WORK TO BE COMPLETED | The lines from the start of the records through the one containing "## Why it matters more than it looks" are to be transcribed exactly, and nothing else.

RECORD EXCERPTS |
──────

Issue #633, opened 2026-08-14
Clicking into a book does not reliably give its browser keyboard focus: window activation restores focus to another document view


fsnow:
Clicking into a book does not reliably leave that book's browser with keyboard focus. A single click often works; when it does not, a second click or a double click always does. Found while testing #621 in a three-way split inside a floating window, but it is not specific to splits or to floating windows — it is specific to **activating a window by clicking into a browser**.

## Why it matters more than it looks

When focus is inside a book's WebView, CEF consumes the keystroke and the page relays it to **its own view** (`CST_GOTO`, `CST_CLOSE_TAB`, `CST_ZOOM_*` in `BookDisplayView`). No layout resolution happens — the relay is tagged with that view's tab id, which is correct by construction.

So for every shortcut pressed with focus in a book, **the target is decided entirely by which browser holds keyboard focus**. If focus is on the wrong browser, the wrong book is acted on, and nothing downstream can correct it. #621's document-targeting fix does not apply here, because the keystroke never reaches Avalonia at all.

──────

EXERCISE ANSWER |
Issue #633, opened 2026-08-14
Clicking into a book does not reliably give its browser keyboard focus: window activation restores focus to another document view


fsnow:
Clicking into a book does not reliably leave that book's browser with keyboard focus. A single click often works; when it does not, a second click or a double click always does. Found while testing #621 in a three-way split inside a floating window, but it is not specific to splits or to floating windows — it is specific to **activating a window by clicking into a browser**.

## Why it matters more than it looks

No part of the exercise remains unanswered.